(Dataset entries)
==============================
PR #442, opened 2019-12-20
Report test runs in health api

pownkel:
#### Description of changes

Health API should query Application Insights for test results and return a report of which tests are passing or failing. In this PR:
- Change health endpoint API to return an empty test report
- Inject ApplicationInsightsClient into health check controller and execute a placeholder query
- Add process of generating and saving an app insights api key to deployment scripts

#### Pull request checklist


packages/web-api/src/controllers/health-check-controller.ts
```diff
@@ -13,14 +15,30 @@ export class HealthCheckController extends ApiController {
...
         @inject(ServiceConfiguration) protected readonly serviceConfig: ServiceConfiguration,
         @inject(Logger) logger: Logger,
+        @inject(webApiTypeNames.ApplicationInsightsClientProvider)
+        protected readonly appInsightsClientProvider: ApplicationInsightsClientProvider,
     ) {
         super(logger);
     }
 
     public async handleRequest(): Promise<void> {
         this.logger.trackEvent('HealthCheck');
```
haonliu: I'm a bit concerned about querying app insights in the health check end point. 
Feel free to correct me: if app insights is down, would the health check throw error? If so health check api will return 404 but our service is actually alive.

pownkel: Good point, I'll add a check to handle those errors

PR #444, opened 2020-01-01
Request sender queue size generator integration

### LINKED ISSUE #346: [Bug] Requests storage queue size should correlate with batch pool size
To support scan priority processing the request storage queue size should be small enough to not hold priority scan request for too long. Optimal queue size should be 2x of a single batch processing ie priority message should be red no longer than 2x time of average single message  processing.
To achieve this batch pool manager calculated size data need to be connected with scan request sender.

lamaks:
#### Description of changes

Request sender queue size generator integration

#### Pull request checklist

- [x] Addresses an existing issue: Fixes #346


packages/azure-services/src/azure-batch/batch.ts
```diff
@@ -23,12 +24,21 @@ export class Batch {
...
-        @inject(iocTypeNames.BatchTaskParameterProvider) private readonly batchTaskParameterProvider: BatchTaskParameterProvider,
+        @optional()
+        @inject(iocTypeNames.BatchTaskParameterProvider)
+        private readonly batchTaskParameterProvider: BatchTaskParameterProvider,
         @inject(StorageContainerSASUrlProvider) private readonly containerSASUrlProvider: StorageContainerSASUrlProvider,
         @inject(BatchConfig) private readonly config: BatchConfig,
         @inject(Logger) private readonly logger: Logger,
     ) {}
 
+    public async getJobScheduleRunIntervalInMinutes(): Promise<number> {
```
devaradhanm: ut missing

packages/web-api-scan-job-manager/src/worker/worker.ts
```diff
@@ -112,13 +111,24 @@ export class Worker {
         return jobQueuedTasks.length;
     }
 
+    private async getPoolLoadSnapshot(poolMetricsInfo: PoolMetricsInfo): Promise<PoolLoadSnapshot> {
+        const lastPoolLoadSnapshot = await this.systemDataProvider.readBatchPoolLoadSnapshot(this.batchConfig.accountName, 'urlScanPool');
+        const poolLoadSnapshot = await this.poolLoadGenerator.getPoolLoadSnapshot(lastPoolLoadSnapshot.activityState, poolMetricsInfo);
```
devaradhanm: can lastPoolLoadSnapshot  be null or undefined here?

packages/azure-services/src/azure-batch/pool-load-generator.ts
```diff
@@ -95,10 +117,20 @@ export class PoolLoadGenerator {
...
     }
+
+    // tslint:disable: no-bitwise
+    private getActivityState(lastActivityState: number, isIdle: boolean): number {
+        const mask = 2147483647;
+        // shift previous states left and reset sign bit
+        const nextState = (lastActivityState << 1) & mask;
+
+        // set current state bit to 0/1 for idle/active pool respectively
+        return isIdle ? nextState : nextState + 1;
```
devaradhanm: why do we need this? can't we just deal with state as strings? like 'idle', 'running' etc?

packages/azure-services/src/system-config.ts
```diff
@@ -0,0 +1,10 @@
+// Copyright (c) Microsoft Corporation. All rights reserved.
+// Licensed under the MIT License.
+import { injectable } from 'inversify';
+
+@injectable()
+export class SystemConfig {
+    public readonly storageName: string = process.env.AZURE_STORAGE_NAME;
```
devaradhanm: it might be better to not use AZURE_STORAGE_NAME as this is set only after QueueServiceURLProvider or BlobServiceClientProvider is used. Also, caching secrets in general can be solved by adding a caching layer for all the fetched secrets.

packages/common/src/configuration/service-configuration.ts
```diff
@@ -79,16 +79,20 @@ export class ServiceConfiguration {
...
                         config.loadFile(ServiceConfiguration.profilePath);
                         config.validate({ allowed: 'strict' });
-                    } else {
-                        console.log(`Unable to load custom configuration. Using default config  - ${config}`);
+                        configExists = true;
                     }
-                    resolve(config);
                 });
+
+                if (!configExists) {
```
devaradhanm: this code should be inside the fs.exists callback as before

packages/service-library/src/data-providers/system-data-provider.ts
```diff
@@ -0,0 +1,56 @@
...
+// Licensed under the MIT License.
+import { CosmosContainerClient, cosmosContainerClientTypes } from 'azure-services';
+import { inject, injectable } from 'inversify';
+import { BatchPoolLoadSnapshot, ItemType, PartitionKey, ScanQueueLoadSnapshot } from 'storage-documents';
+
+export declare type BatchPoolAlias = 'urlScanPool';
+export declare type StorageQueueAlias = 'onDemandScanRequest';
+
+@injectable()
+export class SystemDataProvider {
```
devaradhanm: rename it to be more specific. may be TaskProcessingStatisticsDataProvider?

packages/web-api-scan-job-manager/src/setup-web-api-scan-job-manager-container.ts
```diff
@@ -19,11 +19,9 @@ export function setupWebApiScanJobManagerContainer(): Container {
         .inSingletonScope();
 
     container
-        .bind(ScanTaskParameterProvider)
-        .toSelf()
+        .bind<BatchTaskParameterProvider>(AzureServicesIocTypes.BatchTaskParameterProvider)
+        .to(ScanTaskParameterProvider)
```
devaradhanm: can u update the ut in setup-web-api-scan-job-manager-container.spec.ts to also validate singleton resolution for this type under "resolves service config to singleton value" test?

packages/azure-services/src/system-config.ts
lamaks: used in conjunction with queue storage hence it will be initialized

packages/service-library/src/data-providers/system-data-provider.ts
lamaks: ScanProcessingStateProvider

packages/azure-services/src/azure-batch/pool-load-generator.ts
lamaks: this is continuous pool states represented as bits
==============================
**WHAT NEEDS TO BE DONE**:
Write out the records in full, exactly as they appear above.

**ANSWER BELOW**:
PR #442, opened 2019-12-20
Report test runs in health api

pownkel:
#### Description of changes

Health API should query Application Insights for test results and return a report of which tests are passing or failing. In this PR:
- Change health endpoint API to return an empty test report
- Inject ApplicationInsightsClient into health check controller and execute a placeholder query
- Add process of generating and saving an app insights api key to deployment scripts

#### Pull request checklist


packages/web-api/src/controllers/health-check-controller.ts
```diff
@@ -13,14 +15,30 @@ export class HealthCheckController extends ApiController {
...
         @inject(ServiceConfiguration) protected readonly serviceConfig: ServiceConfiguration,
         @inject(Logger) logger: Logger,
+        @inject(webApiTypeNames.ApplicationInsightsClientProvider)
+        protected readonly appInsightsClientProvider: ApplicationInsightsClientProvider,
     ) {
         super(logger);
     }
 
     public async handleRequest(): Promise<void> {
         this.logger.trackEvent('HealthCheck');
```
haonliu: I'm a bit concerned about querying app insights in the health check end point. 
Feel free to correct me: if app insights is down, would the health check throw error? If so health check api will return 404 but our service is actually alive.

pownkel: Good point, I'll add a check to handle those errors

PR #444, opened 2020-01-01
Request sender queue size generator integration

### LINKED ISSUE #346: [Bug] Requests storage queue size should correlate with batch pool size
To support scan priority processing the request storage queue size should be small enough to not hold priority scan request for too long. Optimal queue size should be 2x of a single batch processing ie priority message should be red no longer than 2x time of average single message  processing.
To achieve this batch pool manager calculated size data need to be connected with scan request sender.

lamaks:
#### Description of changes

Request sender queue size generator integration

#### Pull request checklist

- [x] Addresses an existing issue: Fixes #346


packages/azure-services/src/azure-batch/batch.ts
```diff
@@ -23,12 +24,21 @@ export class Batch {
...
-        @inject(iocTypeNames.BatchTaskParameterProvider) private readonly batchTaskParameterProvider: BatchTaskParameterProvider,
+        @optional()
+        @inject(iocTypeNames.BatchTaskParameterProvider)
+        private readonly batchTaskParameterProvider: BatchTaskParameterProvider,
         @inject(StorageContainerSASUrlProvider) private readonly containerSASUrlProvider: StorageContainerSASUrlProvider,
         @inject(BatchConfig) private readonly config: BatchConfig,
         @inject(Logger) private readonly logger: Logger,
     ) {}
 
+    public async getJobScheduleRunIntervalInMinutes(): Promise<number> {
```
devaradhanm: ut missing

packages/web-api-scan-job-manager/src/worker/worker.ts
```diff
@@ -112,13 +111,24 @@ export class Worker {
         return jobQueuedTasks.length;
     }
 
+    private async getPoolLoadSnapshot(poolMetricsInfo: PoolMetricsInfo): Promise<PoolLoadSnapshot> {
+        const lastPoolLoadSnapshot = await this.systemDataProvider.readBatchPoolLoadSnapshot(this.batchConfig.accountName, 'urlScanPool');
+        const poolLoadSnapshot = await this.poolLoadGenerator.getPoolLoadSnapshot(lastPoolLoadSnapshot.activityState, poolMetricsInfo);
```
devaradhanm: can lastPoolLoadSnapshot  be null or undefined here?

packages/azure-services/src/azure-batch/pool-load-generator.ts
```diff
@@ -95,10 +117,20 @@ export class PoolLoadGenerator {
...
     }
+
+    // tslint:disable: no-bitwise
+    private getActivityState(lastActivityState: number, isIdle: boolean): number {
+        const mask = 2147483647;
+        // shift previous states left and reset sign bit
+        const nextState = (lastActivityState << 1) & mask;
+
+        // set current state bit to 0/1 for idle/active pool respectively
+        return isIdle ? nextState : nextState + 1;
```
devaradhanm: why do we need this? can't we just deal with state as strings? like 'idle', 'running' etc?

packages/azure-services/src/system-config.ts
```diff
@@ -0,0 +1,10 @@
+// Copyright (c) Microsoft Corporation. All rights reserved.
+// Licensed under the MIT License.
+import { injectable } from 'inversify';
+
+@injectable()
+export class SystemConfig {
+    public readonly storageName: string = process.env.AZURE_STORAGE_NAME;
```
devaradhanm: it might be better to not use AZURE_STORAGE_NAME as this is set only after QueueServiceURLProvider or BlobServiceClientProvider is used. Also, caching secrets in general can be solved by adding a caching layer for all the fetched secrets.

packages/common/src/configuration/service-configuration.ts
```diff
@@ -79,16 +79,20 @@ export class ServiceConfiguration {
...
                         config.loadFile(ServiceConfiguration.profilePath);
                         config.validate({ allowed: 'strict' });
-                    } else {
-                        console.log(`Unable to load custom configuration. Using default config  - ${config}`);
+                        configExists = true;
                     }
-                    resolve(config);
                 });
+
+                if (!configExists) {
```
devaradhanm: this code should be inside the fs.exists callback as before

packages/service-library/src/data-providers/system-data-provider.ts
```diff
@@ -0,0 +1,56 @@
...
+// Licensed under the MIT License.
+import { CosmosContainerClient, cosmosContainerClientTypes } from 'azure-services';
+import { inject, injectable } from 'inversify';
+import { BatchPoolLoadSnapshot, ItemType, PartitionKey, ScanQueueLoadSnapshot } from 'storage-documents';
+
+export declare type BatchPoolAlias = 'urlScanPool';
+export declare type StorageQueueAlias = 'onDemandScanRequest';
+
+@injectable()
+export class SystemDataProvider {
```
devaradhanm: rename it to be more specific. may be TaskProcessingStatisticsDataProvider?

packages/web-api-scan-job-manager/src/setup-web-api-scan-job-manager-container.ts
```diff
@@ -19,11 +19,9 @@ export function setupWebApiScanJobManagerContainer(): Container {
         .inSingletonScope();
 
     container
-        .bind(ScanTaskParameterProvider)
-        .toSelf()
+        .bind<BatchTaskParameterProvider>(AzureServicesIocTypes.BatchTaskParameterProvider)
+        .to(ScanTaskParameterProvider)
```
devaradhanm: can u update the ut in setup-web-api-scan-job-manager-container.spec.ts to also validate singleton resolution for this type under "resolves service config to singleton value" test?

packages/azure-services/src/system-config.ts
lamaks: used in conjunction with queue storage hence it will be initialized

packages/service-library/src/data-providers/system-data-provider.ts
lamaks: ScanProcessingStateProvider

packages/azure-services/src/azure-batch/pool-load-generator.ts
lamaks: this is continuous pool states represented as bits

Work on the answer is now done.